REQUIRED ACTION
Would you please set down the entries below exactly as shown?

Start of DATA RECORDS

PR #1150, opened 2021-05-24
Add prefixdevname to Anaconda initramfs

rvykydal:
Related: rhbz#1958173


bcl:
Ah, shoot! Thanks for catching that.

PR #1151, opened 2021-05-24
Add a context manager for dracut

bcl:
dracut needs a reasonable chroot environment in order to run correctly.
This adds the DracutChroot context manager that sets up and tears down
mounts inside the root directory tree.

Switch to using it in creator.rebuild_initrds_for_live() and
TreeBuilder.rebuild_initrds()


bcl:
This solves #1149

bcl:
Tests only failed due to coverage, which can't be increased for this change because it involves mounting things and running dracut in a chroot. Tested manually on rawhide host with `lorax` and `livemedia-create --make-pxe-live`

PR #1152, opened 2021-05-24
replace nomodeset with inst.text

bcl:


kparal:
> nomodeset no longer does anything helpful

What do you mean? It allows people to boot with a basic video driver. I myself used it a couple of times in the past, with old GPUs/problematic GPU drivers. Has something changed recently?

bcl:
> Has something changed recently?

Yes, I can't seem to track down the discussion at the moment but the gist of it was that `nomodeset` is no longer helpful. You can still pass `inst.xdriver` if there is a specific driver needed.

kparal:
The [Anaconda User Interface Basic Video Driver](https://fedoraproject.org/wiki/QA:Testcase_Anaconda_User_Interface_Basic_Video_Driver) testcase passed for Fedora 34 GA on multiple machines in multiple variations (BIOS, UEFI). So at that point everything was working as expected. I tested it quickly now with `Fedora-Workstation-Live-x86_64-Rawhide-20210605.n.0.iso` just by booting into the Live image in standard and basic graphics mode, and I still see it working correctly. In the standard mode, graphics are accelerated, GNOME is running on Wayland, `xdriinfo` says `iris`, `glxinfo | grep render` says `Intel UHD`. In the basic graphics mode, graphics are choppy, GNOME is running on X11, `xdriinfo` says `swrast`, `glxinfo` says `llvmpipe`, and `journalctl` says that the `fbdev` driver is being used (I used the UEFI mode). So I don't understand why `nomodeset` would no longer be helpful. Can you elaborate / find that discussion you referred to? Everything seems to be working as expected in my testing.

kparal:
OK, I tested in BIOS mode as well, the same Rawhide image. Works exactly as described in the test case, i.e. launches X11 and uses the `vesa` driver. Seems fine.

AdamWill:
I'm +1 @kparal here. It still Does Something which is sometimes useful. I'm fine with removing it in favor of a better alternative, but not removing it in favor of nothing.

bcl:
Ok, looks like we have some wires crossed so I'm closing this for now.
Thanks for the double-check :)

bcl:
I finally found where the discussion was: https://bugzilla.redhat.com/show_bug.cgi?id=1961092

AdamWill:
Followed up there.

kparal:
I'll follow up here, just to make things more complicated :-) (and because it feels better to discuss Fedora here than under a RHEL bug).

Brian asked:
> Is this something that's different between the Fedora and RHEL kernels maybe?

I believe the reason is in Ajax's [reply](https://bugzilla.redhat.com/show_bug.cgi?id=1961092#c5):
> At root, the issue here is there is no longer a vesa driver in RHEL9.

We clearly still ship the vesa driver in Fedora, that's why it works for Fedora.

Another difference is that we have a Fedora Workstation Live image, where the basic graphics mode is the most helpful. Replacing `nomodeset` with `inst.text` is of course useless in there, Live images don't support  a text installation.

And as Adam noted in bugzilla, the userbase, the expectations and the target hardware is surely very different between RHEL and Fedora.

Of course replacing "basic graphics mode" with a better term might be a good idea, thumbs up to that.

Also, if there's a consensus (probably including FESCo) that "basic graphics mode" should go away, or if there are good technical reasons for it, I don't actually object. I'm just saying that the original assumption "nomodeset no longer does anything helpful" seems untrue to me, unless something changed very recently.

End of DATA RECORDS

SOLUTION FOR THIS TASK
PR #1150, opened 2021-05-24
Add prefixdevname to Anaconda initramfs

rvykydal:
Related: rhbz#1958173


bcl:
Ah, shoot! Thanks for catching that.

PR #1151, opened 2021-05-24
Add a context manager for dracut

bcl:
dracut needs a reasonable chroot environment in order to run correctly.
This adds the DracutChroot context manager that sets up and tears down
mounts inside the root directory tree.

Switch to using it in creator.rebuild_initrds_for_live() and
TreeBuilder.rebuild_initrds()


bcl:
This solves #1149

bcl:
Tests only failed due to coverage, which can't be increased for this change because it involves mounting things and running dracut in a chroot. Tested manually on rawhide host with `lorax` and `livemedia-create --make-pxe-live`

PR #1152, opened 2021-05-24
replace nomodeset with inst.text

bcl:


kparal:
> nomodeset no longer does anything helpful

What do you mean? It allows people to boot with a basic video driver. I myself used it a couple of times in the past, with old GPUs/problematic GPU drivers. Has something changed recently?

bcl:
> Has something changed recently?

Yes, I can't seem to track down the discussion at the moment but the gist of it was that `nomodeset` is no longer helpful. You can still pass `inst.xdriver` if there is a specific driver needed.

kparal:
The [Anaconda User Interface Basic Video Driver](https://fedoraproject.org/wiki/QA:Testcase_Anaconda_User_Interface_Basic_Video_Driver) testcase passed for Fedora 34 GA on multiple machines in multiple variations (BIOS, UEFI). So at that point everything was working as expected. I tested it quickly now with `Fedora-Workstation-Live-x86_64-Rawhide-20210605.n.0.iso` just by booting into the Live image in standard and basic graphics mode, and I still see it working correctly. In the standard mode, graphics are accelerated, GNOME is running on Wayland, `xdriinfo` says `iris`, `glxinfo | grep render` says `Intel UHD`. In the basic graphics mode, graphics are choppy, GNOME is running on X11, `xdriinfo` says `swrast`, `glxinfo` says `llvmpipe`, and `journalctl` says that the `fbdev` driver is being used (I used the UEFI mode). So I don't understand why `nomodeset` would no longer be helpful. Can you elaborate / find that discussion you referred to? Everything seems to be working as expected in my testing.

kparal:
OK, I tested in BIOS mode as well, the same Rawhide image. Works exactly as described in the test case, i.e. launches X11 and uses the `vesa` driver. Seems fine.

AdamWill:
I'm +1 @kparal here. It still Does Something which is sometimes useful. I'm fine with removing it in favor of a better alternative, but not removing it in favor of nothing.

bcl:
Ok, looks like we have some wires crossed so I'm closing this for now.
Thanks for the double-check :)

bcl:
I finally found where the discussion was: https://bugzilla.redhat.com/show_bug.cgi?id=1961092

AdamWill:
Followed up there.

kparal:
I'll follow up here, just to make things more complicated :-) (and because it feels better to discuss Fedora here than under a RHEL bug).

Brian asked:
> Is this something that's different between the Fedora and RHEL kernels maybe?

I believe the reason is in Ajax's [reply](https://bugzilla.redhat.com/show_bug.cgi?id=1961092#c5):
> At root, the issue here is there is no longer a vesa driver in RHEL9.

We clearly still ship the vesa driver in Fedora, that's why it works for Fedora.

Another difference is that we have a Fedora Workstation Live image, where the basic graphics mode is the most helpful. Replacing `nomodeset` with `inst.text` is of course useless in there, Live images don't support  a text installation.

And as Adam noted in bugzilla, the userbase, the expectations and the target hardware is surely very different between RHEL and Fedora.

Of course replacing "basic graphics mode" with a better term might be a good idea, thumbs up to that.

Also, if there's a consensus (probably including FESCo) that "basic graphics mode" should go away, or if there are good technical reasons for it, I don't actually object. I'm just saying that the original assumption "nomodeset no longer does anything helpful" seems untrue to me, unless something changed very recently.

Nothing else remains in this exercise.